**What the exercise asks**
Could you write out the opening lines of the data, word for word, stopping after the line that contains "This is the"?

**Provided entries**
_ _ _ _

PR #174, opened 2023-02-24
Batch Upload API requests for rspec

niceking:
### Description

This is the first part of [PIE-1436](https://linear.app/buildkite/issue/PIE-1436/drop-support-for-actioncableuploadchannel-from-the-ruby-collector), which will drop ActionCable support from test-collector-ruby. This removes ActionCable support for test suites configured to use RSpec. 

Use of the SocketSession (websocket implementation) is removed from the RSpec config and replaced with a new Session that sends requests in batches via the Upload API. The batch size is configured via a new env variable, `BUILDKITE_ANALYTICS_UPLOAD_BATCH_SIZE`, which defaults to 500. This is configurable mainly to allow ease of testing. 

The implementation of this leverages RSpec [custom formatters](https://rspec.info/documentation/3.9/rspec-core/RSpec/Core/Formatters.html). After every test, we have defined a custom handler called `handle_example`. The method takes the id of the example which has just executed, and stores it in a buffer. Once this buffer reaches the batch size, the trace data associated with the example ids is uploaded to Buildkite via the Upload API. 

After the test suite has finished executing, the `dump_summary` method is called. This sends any outstanding examples to the Upload API. 

The post requests to Upload API are each done in a separate thread, so that sending large payloads of data do not hold up the execution of the test suite. We retry the Upload API request up to 3 times, if the errors we received look to be network related, rather than a result of not being configured correctly, or the particular suite being over its rate limit. 

At the end of the test suite, the test collector will wait up to 60 seconds for any last Upload API requests to finish, before exiting the test suite. 

### Verification & Deployment

This change can be tested locally by checking out this branch and bundling buildkite/buildkite with this checked out repository, then running `BUILDKITE_ANALYTICS_RSPEC_TOKEN=xx-local-analytics-key BUILDKITE_ANALYTICS_UPLOAD_BATCH_SIZE=5 BUILDKITE_BUILD_ID="1" rspec spec/models/webhook` or similar in the buildkite/buildkite repository. 

After merge, my plan is to do another PR to do a pre-release of this change. Then I will create a branch on buildkite/buildkite to run some scheduled builds with the new release, and monitor for any errors or performance degradations. Typically, an rspec job in Buildkite has 300-600 tests, so we'll be creating 1-2 uploads per rspec job. 

Minitest to come after this!

### DIFF
--- a/lib/buildkite/test_collector.rb
+++ b/lib/buildkite/test_collector.rb
@@ -31,6 +31,7 @@ require_relative "test_collector/object"
 require_relative "test_collector/tracer"
 require_relative "test_collector/socket_connection"
 require_relative "test_collector/socket_session"
+require_relative "test_collector/session"
 
 module Buildkite
   module TestCollector
--- a/lib/buildkite/test_collector.rb
+++ b/lib/buildkite/test_collector.rb
@@ -35,6 +35,7 @@ require_relative "test_collector/socket_session"
 module Buildkite
   module TestCollector
     DEFAULT_URL = "https://analytics-api.buildkite.com/v1/uploads"
+    DEFAULT_UPLOAD_BATCH_SIZE = 500
 
     class << self
       attr_accessor :api_token
@@ -45,6 +46,7 @@ module Buildkite
       attr_accessor :tracing_enabled
       attr_accessor :artifact_path
       attr_accessor :env
+      attr_accessor :batch_size
     end
 
     def self.configure(hook:, token: nil, url: nil, debug_enabled: false, tracing_enabled: true, artifact_path: nil, env: {})
@@ -54,7 +56,7 @@ module Buildkite
       self.tracing_enabled = tracing_enabled
       self.artifact_path = artifact_path
       self.env = env
-
+      self.batch_size = ENV.fetch("BUILDKITE_ANALYTICS_UPLOAD_BATCH_SIZE") { DEFAULT_UPLOAD_BATCH_SIZE }.to_i
       self.hook_into(hook)
     end
 
--- a/lib/buildkite/test_collector/http_client.rb
+++ b/lib/buildkite/test_collector/http_client.rb
@@ -28,6 +28,28 @@ module Buildkite::TestCollector
       http.request(contact)
     end
 
+    def post_json(data)
+      contact_uri = URI.parse(url)
+
+      http = Net::HTTP.new(contact_uri.host, contact_uri.port)
+      http.use_ssl = contact_uri.scheme == "https"
+
+      contact = Net::HTTP::Post.new(contact_uri.path, {
+        "Authorization" => authorization_header,
+        "Content-Type" => "application/json",
+      })
+
+      data_set = data.map(&:as_hash)
+
+      contact.body = {
+        run_env: Buildkite::TestCollector::CI.env,
+        format: "json",
+        data: data_set
+      }.to_json
+
+      http.request(contact)
+    end
+
     private
 
     attr :url
--- a/lib/buildkite/test_collector/library_hooks/rspec.rb
+++ b/lib/buildkite/test_collector/library_hooks/rspec.rb
@@ -11,8 +11,6 @@ Buildkite::TestCollector.uploader = Buildkite::TestCollector::Uploader
 RSpec.configure do |config|
   config.before(:suite) do
     config.add_formatter Buildkite::TestCollector::RSpecPlugin::Reporter
-
-    Buildkite::TestCollector.safe { Buildkite::TestCollector::Uploader.configure }
   end
 
   config.around(:each) do |example|
--- a/lib/buildkite/test_collector/rspec_plugin/reporter.rb
+++ b/lib/buildkite/test_collector/rspec_plugin/reporter.rb
@@ -7,6 +7,7 @@ module Buildkite::TestCollector::RSpecPlugin
     attr_reader :output
 
     def initialize(output)
+      Buildkite::TestCollector.session = Buildkite::TestCollector::Session.new
       @output = output
     end
 
@@ -19,21 +20,13 @@ module Buildkite::TestCollector::RSpecPlugin
         if example.execution_result.status == :failed
           trace.failure_reason, trace.failure_expanded = failure_info(notification)
         end
-        Buildkite::TestCollector.session&.write_result(trace)
+        Buildkite::TestCollector.session.add_example_to_send_queue(example.id)
       end
     end
 
-    def dump_summary(notification)
-      if Buildkite::TestCollector.session.present?
-        examples_count = {
-          examples: notification.examples.count,
-          failed: notification.failed_examples.count,
-          pending: notification.pending_examples.count,
-          errors_outside_examples: notification.errors_outside_of_examples_count
-        }
-
-        Buildkite::TestCollector.session.close(examples_count)
-      end
+    def dump_summary(_notification)
+      Buildkite::TestCollector.session.send_remaining_data
+      Buildkite::TestCollector.session.close
     end
 
     alias_method :example_passed, :handle_example
--- a/lib/buildkite/test_collector/session.rb
+++ b/lib/buildkite/test_collector/session.rb
@@ -1,0 +1,57 @@
+# frozen_string_literal: true
+
+module Buildkite::TestCollector
+  class Session
+    UPLOAD_THREAD_TIMEOUT = 60
+    UPLOAD_SESSION_TIMEOUT = 60
+    UPLOAD_API_MAX_RESULTS = 5000
+
+    def initialize
+      @send_queue_ids = []
+      @upload_threads = []
+    end
+
+    def add_example_to_send_queue(id)
+      @send_queue_ids << id
+
+      if @send_queue_ids.size >= Buildkite::TestCollector.batch_size
+        send_ids = @send_queue_ids.shift(Buildkite::TestCollector.batch_size)
+        upload_data(send_ids)
+      end
+    end
+
+    def send_remaining_data
+      return if @send_queue_ids.empty?
+
+      upload_data(@send_queue_ids)
+    end
+
+    def close
+      # There are two thread joins here, because the inner join will wait up to
+      # UPLOAD_THREAD_TIMEOUT seconds PER thread that is uploading data, i.e.
+      # n_threads x UPLOAD_THREAD_TIMEOUT latency if Buildkite happens to be
+      # down. By wrapping that in an outer thread join with the
+      # UPLOAD_SESSION_TIMEOUT, we ensure that we only wait a max of
+      # UPLOAD_SESSION_TIMEOUT seconds before the session exits.
+      Thread.new do
+        @upload_threads.each { |t| t.join(UPLOAD_THREAD_TIMEOUT) }
+      end.join(UPLOAD_SESSION_TIMEOUT)
+
+      @upload_threads.each { |t| t&.kill }
+    end
+
+    private
+
+    def upload_data(ids)
+      data = Buildkite::TestCollector.uploader.traces.values_at(*ids).compact
+
+      # we do this in batches of UPLOAD_API_MAX_RESULTS in case the number of
+      # results exceeds this due to a bug, or user error in configuring the
+      # batch size
+      data.each_slice(UPLOAD_API_MAX_RESULTS) do |batch|
+        new_thread = Buildkite::TestCollector::Uploader.upload(batch)
+        @upload_threads << new_thread if new_thread
+      end
+    end
+  end
+end
--- a/lib/buildkite/test_collector/uploader.rb
+++ b/lib/buildkite/test_collector/uploader.rb
@@ -2,6 +2,8 @@
 
 module Buildkite::TestCollector
   class Uploader
+    MAX_UPLOAD_ATTEMPTS = 3
+
     def self.traces
       @traces ||= {}
     end
@@ -10,6 +12,14 @@ module Buildkite::TestCollector
       URI::InvalidURIError,
       Net::HTTPBadResponse,
       Net::HTTPHeaderSyntaxError,
+      Net::ReadTimeout,
+      Net::OpenTimeout,
+      OpenSSL::SSL::SSLError,
+      OpenSSL::SSL::SSLErrorWaitReadable,
+      EOFError
+    ]
+
+    RETRYABLE_UPLOAD_ERRORS = [
       Net::ReadTimeout,
       Net::OpenTimeout,
       OpenSSL::SSL::SSLError,
@@ -53,6 +63,23 @@ module Buildkite::TestCollector
 
     def self.tracer
       Thread.current[:_buildkite_tracer]
+    end
+
+    def self.upload(data)
+      return false unless Buildkite::TestCollector.api_token
+
+      http = Buildkite::TestCollector::HTTPClient.new(Buildkite::TestCollector.url)
+
+      Thread.new do
+        response = begin
+          upload_attempts ||= 0
+          http.post_json(data)
+        rescue *Buildkite::TestCollector::Uploader::RETRYABLE_UPLOAD_ERRORS => e
+          if (upload_attempts += 1) < MAX_UPLOAD_ATTEMPTS
+            retry
+          end
+        end
+      end
     end
   end
 end
--- a/spec/test_collector/session_spec.rb
+++ b/spec/test_collector/session_spec.rb
@@ -1,0 +1,75 @@
+# frozen_string_literal: true
+
+RSpec.describe Buildkite::TestCollector::Session do
+  subject { described_class.new }
+  let(:data) do
+    {
+      "test-1": "test-1-data",
+      "test-2": "test-2-data",
+      "test-3": "test-3-data",
+      "test-4": "test-4-data",
+      "test-5": "test-5-data",
+    }
+  end
+
+  before do
+    Buildkite::TestCollector.uploader = Buildkite::TestCollector::Uploader
+    data.each { |k, v| Buildkite::TestCollector.uploader.traces[k] = v }
+    Buildkite::TestCollector.batch_size = 5
+  end
+
+  describe "#add_example_to_send_queue" do
+    it "adds the example and sends only when batch size is reached" do
+      expect(Buildkite::TestCollector::Uploader).to receive(:upload).once.with(data.values)
+
+      subject.add_example_to_send_queue(:"test-1")
+      subject.add_example_to_send_queue(:"test-2")
+      subject.add_example_to_send_queue(:"test-3")
+      subject.add_example_to_send_queue(:"test-4")
+      subject.add_example_to_send_queue(:"test-5")
+    end
+  end
+
+  describe "#send_remaining_data" do
+    it "sends through remaining examples even when batch size is not reach" do
+      expect(Buildkite::TestCollector::Uploader).to receive(:upload).once.with(data.reject { |k,v| k == :"test-5"}.values)
+
+      subject.add_example_to_send_queue(:"test-1")
+      subject.add_example_to_send_queue(:"test-2")
+      subject.add_example_to_send_queue(:"test-3")
+      subject.add_example_to_send_queue(:"test-4")
+
+      subject.send_remaining_data
+    end
+
+    it "limits upload batch size to UPLOAD_API_MAX_RESULTS" do
+      stub_const("Buildkite::TestCollector::Session::UPLOAD_API_MAX_RESULTS", 1)
+
+      expect(Buildkite::TestCollector::Uploader).to receive(:upload).once.with(["test-1-data"])
+      expect(Buildkite::TestCollector::Uploader).to receive(:upload).once.with(["test-2-data"])
+
+      subject.add_example_to_send_queue(:"test-1")
+      subject.add_example_to_send_queue(:"test-2")
+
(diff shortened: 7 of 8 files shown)


lib/buildkite/test_collector/library_hooks/rspec.rb
```diff
@@ -12,7 +12,8 @@
   config.before(:suite) do
     config.add_formatter Buildkite::TestCollector::RSpecPlugin::Reporter
 
-    Buildkite::TestCollector.safe { Buildkite::TestCollector::Uploader.configure }
```
niceking, line 15: This removes initialization of the session, and the socket

lib/buildkite/test_collector/library_hooks/rspec.rb
```diff
@@ -12,7 +12,8 @@
...
+    Thread.current[:_buildkite_send_queue] = []
+    Thread.current[:_buildkite_upload_threads] = []
```
niceking, line 16: I'm just putting these variable in the thread local variable space because I haven't created a new session class to store stuff like this. But all the code that runs in these various config blocks are in the main thread, and so it is shared

lib/buildkite/test_collector/library_hooks/rspec.rb
```diff
@@ -28,9 +29,36 @@
...
+
+    if data
+      new_thread = Buildkite::TestCollector::Uploader.upload(data)
+      Thread.current[:_buildkite_upload_threads] << new_thread if new_thread
+    end
+
+    puts "🫡🫡🫡 waiting up 60s for threads to finish #{Time.now}"
+    Thread.new(Thread.current[:_buildkite_upload_threads]) do |threads|
+      threads.each { |t| t.join(60) }
+    end.join(60)
```
niceking, line 57: I have two sets of joins here, because the inner `threads.each { |t| t.join(60) }` will wait up to 60s PER thread that is uploading data, i.e. n_threads x 60s latency if Buildkite happens to be down. By wrapping that in an outer thread with a 60s timeout, we ensure that we only wait 60s. 

All the threads are still operating in the background though, so none of this stops the data from being sent, it just stops us from waiting for ages at the end of the test run

lib/buildkite/test_collector/library_hooks/rspec.rb
```diff
@@ -28,9 +29,36 @@
...
+    puts "🫡🫡🫡 have finished waiting #{Time.now}"
+
+    Thread.current[:_buildkite_upload_threads].each { |t| t&.kill }
```
niceking, line 60: Safely terminate any threads that haven't finished sending data via the upload api

swebb:
@niceking did you accidentally force push from the wrong branch? This looks like the change set for renaming session to socket session.

swebb:
I had a look at some of the earlier commits. Am I reading it correctly in thinking the uploads will be in batches of 5 executions at a time. That number seems very low to me. I'm worried it will result in lots of uploads (a single run of bk/bk generates 13k executions, so 2.5k uploads). I'm worried some of our queries won't work well with that number of uploads. Also, that will result in 2.5k files per run stored in S3 (I'm not sure if there's any limits/costs there).

swebb:
I'm impressed you managed this with such a small change set 👍🏻

niceking:
@swebb hahaha yup I did a bad rebase as I had changed the parent branch 😓 thank god for git reflog. And yeah, the batch size was just set to 5 for testing and demo purposes

lib/buildkite/test_collector/session.rb
```diff
@@ -0,0 +1,50 @@
...
+
+    def close
+      # There are two thread joins here, because the inner join will wait up to
+      # UPLOAD_THREAD_TIMEOUT seconds PER thread that is uploading data, i.e.
+      # n_threads x UPLOAD_THREAD_TIMEOUT latency if Buildkite happens to be
+      # down. By wrapping that in an outer thread join with the
+      # UPLOAD_SESSION_TIMEOUT, we ensure that we only wait a max of
+      # UPLOAD_SESSION_TIMEOUT seconds before the session exits.
+      Thread.new do
+        @upload_threads.each { |t| t.join(UPLOAD_THREAD_TIMEOUT) }
```
blaknite, line 36: My understanding of `join` is that any exceptions from the thread it is called on are now processed in this thread. Is this ok? If so then this approach is the easiest to reason with.

lib/buildkite/test_collector/uploader.rb
```diff
@@ -54,5 +64,23 @@ def self.configure
...
+        response = begin
+          upload_attempts ||= 1
+          http.post_json(data)
+        rescue *Buildkite::TestCollector::Uploader::RETRYABLE_UPLOAD_ERRORS => e
+          if (upload_attempts += 1) > MAX_UPLOAD_ATTEMPTS
+            retry
+          end
+        end
+      end
+
```
blaknite, line 83:
```suggestion
```

blaknite (commented):
So much less code than the websocket version 🙌

I've left a few questions, comments, and suggestions for your contemplation 🧠

lib/buildkite/test_collector.rb
```diff
@@ -54,7 +57,7 @@ def self.configure(hook:, token: nil, url: nil, debug_enabled: false, tracing_en
       self.tracing_enabled = tracing_enabled
       self.artifact_path = artifact_path
       self.env = env
-
+      self.batch_size = ENV["BUILDKITE_ANALYTICS_UPLOAD_BATCH_SIZE"].present? ? ENV["BUILDKITE_ANALYTICS_UPLOAD_BATCH_SIZE"].to_i : DEFAULT_UPLOAD_BATCH_SIZE
```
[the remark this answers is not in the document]
niceking: Will roll the dice with no one defining empty string values 🤠

lib/buildkite/test_collector/session.rb
```diff
@@ -0,0 +1,50 @@
...
+      if @send_queue_ids.size >= Buildkite::TestCollector.batch_size
+        send_ids = @send_queue_ids.shift(Buildkite::TestCollector.batch_size)
+        upload_data(send_ids)
+      end
+    end
+
+    def send_remaining_data
+      return if @send_queue_ids.empty?
+
+      upload_data(@send_queue_ids)
```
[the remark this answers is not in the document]
niceking: Doesn't matter because there's no check on queue size in `upload_data`, it just sends whatever ids its passed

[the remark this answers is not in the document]
niceking: Ooo, I don't think that's an issue unless queue size is bigger than the upload api limit of 5000. As batch size is user configurable, I've changed this method to batch results in 5000, as that's easier than somehow validating the user supplied batch size.

lib/buildkite/test_collector/session.rb
```diff
@@ -0,0 +1,50 @@
...
+        @upload_threads.each { |t| t.join(UPLOAD_THREAD_TIMEOUT) }
+      end.join(UPLOAD_SESSION_TIMEOUT)
+
+      @upload_threads.each { |t| t&.kill }
+    end
+
+    private
+
+    def upload_data(ids)
+      data = ids.map { |id| Buildkite::TestCollector.uploader.traces[id] }
```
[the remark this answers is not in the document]
niceking: We use the trace hash later to make the artifact file:

https://github.com/buildkite/test-collector-ruby/blob/2715713f506977d7e5871e1a6e3ed58b25fa23c8/lib/buildkite/test_collector/library_hooks/rspec.rb#L33-L43

lib/buildkite/test_collector/session.rb
niceking: Mmm yeah, I guess we could wrap this entire block in a begin rescue block and catch StandardError, so whatever exceptions that could get thrown in the thread don't make the rspec job blow up? 

Maybe while we're just testing this on buildkite/buildkite we don't do that so we can see what errors we're getting and deal with them appropriately, but before this gem is released for customer use we put in a protection like that so we don't break any customer builds?

lib/buildkite/test_collector/http_client.rb
```diff
@@ -28,6 +28,28 @@ def post
       http.request(contact)
     end
 
+    def post_json(data)
+      contact_uri = URI.parse(url)
+
+      http = Net::HTTP.new(contact_uri.host, contact_uri.port)
+      http.use_ssl = contact_uri.scheme == "https"
```
KatieWright26, line 35: Is contact_uri just the buildkite URL? I see this is a pattern above, but why we don't just set this to true?

lib/buildkite/test_collector/rspec_plugin/reporter.rb
```diff
@@ -34,6 +35,13 @@ def dump_summary(notification)
 
         Buildkite::TestCollector.session.close(examples_count)
       end
+
+      Buildkite::TestCollector.session.add_example_to_send_queue(example.id)
+    end
+
+    def dump_summary(_)
```
KatieWright26, line 42: I can't find the correct search term for this, why do you pass an underscore as an argument here?

lib/buildkite/test_collector/uploader.rb
```diff
@@ -54,5 +64,22 @@ def self.configure
...
+      return false unless Buildkite::TestCollector.api_token
+
+      http = Buildkite::TestCollector::HTTPClient.new(Buildkite::TestCollector.url)
+
+      Thread.new do
+        response = begin
+          upload_attempts ||= 1
+          http.post_json(data)
+        rescue *Buildkite::TestCollector::Uploader::RETRYABLE_UPLOAD_ERRORS => e
+          if (upload_attempts += 1) > MAX_UPLOAD_ATTEMPTS
```
KatieWright26, line 78: Should this be `(upload_attempts += 1) <= MAX_UPLOAD_ATTEMPTS`?

KatieWright26 (commented):
I think I follow this at a high level but have left some questions around bits I can't figure out myself 🍾

lib/buildkite/test_collector/http_client.rb
niceking: The URL is configurable here:
https://github.com/buildkite/test-collector-ruby/blob/4f2ee8dae18274ecceb1aa3ffadedc1d60591ab4/lib/buildkite/test_collector.rb#L52

So for instance when we use the test collector in dev, the contact uri scheme is not https
https://github.com/buildkite/buildkite/blob/b34312e4b7d643eaeae064cc0b387ab8927872db/spec/spec_helper.rb#L8

lib/buildkite/test_collector/rspec_plugin/reporter.rb
```diff
@@ -7,6 +7,7 @@ class Reporter
     attr_reader :output
 
     def initialize(output)
+      Buildkite::TestCollector.session = Buildkite::TestCollector::Session.new
```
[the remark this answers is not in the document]
gchan: I suspect for `start` to function. We would need to register this formatter class earlier (outside the before :suite block)

https://github.com/buildkite/test-collector-ruby/blob/803fdda039e0aeaeb92bcf89cae1fbccddab2480/lib/buildkite/test_collector/library_hooks/rspec.rb#L11-L14

lib/buildkite/test_collector/session.rb
```diff
@@ -0,0 +1,57 @@
...
+
+    def upload_data(ids)
+      data = Buildkite::TestCollector.uploader.traces.values_at(*ids).compact
+
+      # we do this in batches of UPLOAD_API_MAX_RESULTS in case the number of
+      # results exceeds this due to a bug, or user error in configuring the
+      # batch size
+      data.each_slice(UPLOAD_API_MAX_RESULTS) do |batch|
+        new_thread = Buildkite::TestCollector::Uploader.upload(data)
+        @upload_threads << new_thread if new_thread
```
gchan, line 53: My understanding is that `new_thread` may be nil if `Buildkite::TestCollector.api_token` isn't configured.
I wonder it's worth shifting/copying this api_token check here or up to the formatter class? Or does the formatter still need to function if the api_token is absent?

lib/buildkite/test_collector/session.rb
gchan: Based on my reading of the docs for the `join` method, exceptions are not raised if [::abort_on_exception](https://github.com/buildkite/test-collector-ruby/pull/174/Thread.html#method-c-abort_on_exception) is set to false.  And it seems the default value for `abort_on_exception` is `false`.

If you need to catch StandardError, you could consider making the `upload` method handle it itself inside the thread.

As a further note - there may also be other rescues for StandardError further up the call stack as well due to the strategy of not breaking builds if there is an exceptional error in this Ruby Collector.

lib/buildkite/test_collector/session.rb
```diff
@@ -0,0 +1,57 @@
...
+      # UPLOAD_THREAD_TIMEOUT seconds PER thread that is uploading data, i.e.
+      # n_threads x UPLOAD_THREAD_TIMEOUT latency if Buildkite happens to be
+      # down. By wrapping that in an outer thread join with the
+      # UPLOAD_SESSION_TIMEOUT, we ensure that we only wait a max of
+      # UPLOAD_SESSION_TIMEOUT seconds before the session exits.
+      Thread.new do
+        @upload_threads.each { |t| t.join(UPLOAD_THREAD_TIMEOUT) }
+      end.join(UPLOAD_SESSION_TIMEOUT)
+
+      @upload_threads.each { |t| t&.kill }
```
gchan, line 40: What's the reason behind the lonely operator? Do we expect nils in `@upload_threads`?

Nitpick - can we kill the threads if `join` times out and returns nil on line 37?

spec/test_collector/session_spec.rb
```diff
@@ -0,0 +1,74 @@
...
+      subject.add_example_to_send_queue(:"test-3")
+      subject.add_example_to_send_queue(:"test-4")
+
+      subject.send_remaining_data
+    end
+
+    it "limits upload batch size to UPLOAD_API_MAX_RESULTS" do
+      stub_const("Buildkite::TestCollector::Session::UPLOAD_API_MAX_RESULTS", 1)
+
+      expect(Buildkite::TestCollector::Uploader).to receive(:upload).twice
```
gchan, line 48: Should we verify the data upload receives each time?

gchan (commented):
This looks great. I like your plan to pre-release this for testing.

I've left a bunch of questions/nits/suggestions as comments.

This is one major question about the duplicate dump_summary method in the reporter (more details in the comment).

Also, should we update/add specs to reporter_spec.rb to test the integration with the new Session class?

lib/buildkite/test_collector/rspec_plugin/reporter.rb
niceking: There's a convention in Ruby where unused variables are prefixed with underscore, or just stored as underscore. As `dump_summary` is an alias of three methods that rspec expects to call with an argument, I've just stored the argument here as `_` to indicate its unused. I could also have done `_notification` or something similar. Using just underscore itself is [slightly magic](https://po-ru.com/2012/09/21/rubys-magic-underscore) cos you can do it for multiple arguments. 

I think we also have a [linter](https://www.rubydoc.info/gems/rubocop/RuboCop/Cop/Lint/UnusedMethodArgument) for this in buildkite/buildkite but not on this repo.

lib/buildkite/test_collector/uploader.rb
niceking: Ooo good catch!

lib/buildkite/test_collector/rspec_plugin/reporter.rb
niceking: Lol jinx @gchan I didn't see your comment. I can't see where you're seeing two `dump_summary` methods?

lib/buildkite/test_collector/rspec_plugin/reporter.rb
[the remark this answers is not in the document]
niceking: Yeah I'm not sure this is worth the effort

lib/buildkite/test_collector/rspec_plugin/reporter.rb
KatieWright26: Oh yep, I'm familiar with the `_` syntax, but was thrown by the lack of a argument name. +1 to @gchan's suggestion for readability

lib/buildkite/test_collector/rspec_plugin/reporter.rb
```diff
@@ -34,6 +35,13 @@ def dump_summary(notification)
 
         Buildkite::TestCollector.session.close(examples_count)
       end
+
+      Buildkite::TestCollector.session.add_example_to_send_queue(example.id)
+    end
+
+    def dump_summary(_)
+      Buildkite::TestCollector.session.send_remaining_data
+      Buildkite::TestCollector.session.close
```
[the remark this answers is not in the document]
niceking: I think its clearer to keep these two methods like this and know from reading it that we always send the remaining data before we close out the session, less knowledge of rspec internals needed to understand the execution order

lib/buildkite/test_collector/session.rb
niceking: I had the lonely operator in there cos I thought you couldn't kill a thread that was already dead (i.e. the upload has already been sent) but it seems you can call kill on a dead thread still so I guess there's no reason to keep the lonely operator there. It's also safe to kill a thread that has timed out its join

lib/buildkite/test_collector/session.rb
niceking: I think its splitting hairs on whether its more appropriate check the token either here or in the upload method, I put it in the upload method because its closer to where the api request is actually made

spec/test_collector/session_spec.rb
niceking: Maybe? Not sure how easy this is to do tbh, I don't think you can chain a `with` call with two different sets of arguments after a `twice`? Plus we're already verifying the data in the previous test so 🤷‍♀️

lib/buildkite/test_collector/session.rb
niceking: Report on exception defaults to true: https://ruby-doc.org/core-2.5.0/Thread.html#method-c-report_on_exception

niceking: @gchan and I caught up about this 

[abort_on_exception](https://ruby-doc.org/3.0.5/Thread.html#method-c-abort_on_exception) controls whether errors in threads are raised _immediately_ to the main thread or not. This defaults to false.

When `join` is called on a thread that has thrown an exception, that [exception is then re-raised on the main thread](https://ruby-doc.org/3.0.5/Thread.html#class-Thread-label-Exception+handling)

While we are still testing and only using this new version of the gem internally, it's better to have more visibility on the exceptions so we can deal with any errors. Before public release of this gem, wrap this bit of code, and any other risky bits of code in the [safe method](https://github.com/buildkite/test-collector-ruby/blob/4f2ee8dae18274ecceb1aa3ffadedc1d60591ab4/lib/buildkite/test_collector.rb#L109) or similar

spec/test_collector/session_spec.rb
gchan: I think it's as easy as writing two separate expectations?

My thinking behind testing the arguments is to verify there isn't a bug with the incorrect executions being upload each time it is called.

I don't think the previous specs test for the case when the batch size is reached prematurely before `send_remaining_data` is called.

lib/buildkite/test_collector/uploader.rb
niceking: It's pretty hard to write a spec for this because its happening in a separate thread, any mock/stub/spy we can create in rspec won't be visible to this thread because its happening in a separate thread

jasmine-q:
I had a look through this and I think there's some weird stuff going on...probs a bad rebase @niceking? 
like `Buildkite::TestCollector.session&.write_result(trace)` is still in `handle_example` and I thought this was meant to remove the old websocket implementation 😕

niceking:
@jasmine-q yes sorry bad rebase! Have a look now :)

lib/buildkite/test_collector/uploader.rb
```diff
@@ -54,5 +64,22 @@ def self.configure
...
+
+      http = Buildkite::TestCollector::HTTPClient.new(Buildkite::TestCollector.url)
+
+      Thread.new do
+        response = begin
+          upload_attempts ||= 1
+          http.post_json(data)
+        rescue *Buildkite::TestCollector::Uploader::RETRYABLE_UPLOAD_ERRORS => e
+          if (upload_attempts += 1) < MAX_UPLOAD_ATTEMPTS
+            retry
```
gchan, line 79: I figured out how to test threaded code with this one weird trick and discovered this might be off by one. We could resolve this by setting upload_attempts to 0 on line 75

lib/buildkite/test_collector/uploader.rb
```diff
@@ -54,5 +64,22 @@ def self.configure
...
+          end
```
gchan, line 80: I figured out how to test threaded code in rspec with this one weird trick and discovered this might be off by one?

blaknite (approved):

lib/buildkite/test_collector/uploader.rb
gchan: Fixed!

gchan (approved):
LGTM! 🎉 Thanks for fixing those last two minor issues I identified this morning ⚒️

_ _ _ _

**Problem solution**
PR #174, opened 2023-02-24
Batch Upload API requests for rspec

niceking:
### Description

This is the first part of [PIE-1436](https://linear.app/buildkite/issue/PIE-1436/drop-support-for-actioncableuploadchannel-from-the-ruby-collector), which will drop ActionCable support from test-collector-ruby. This removes ActionCable support for test suites configured to use RSpec. 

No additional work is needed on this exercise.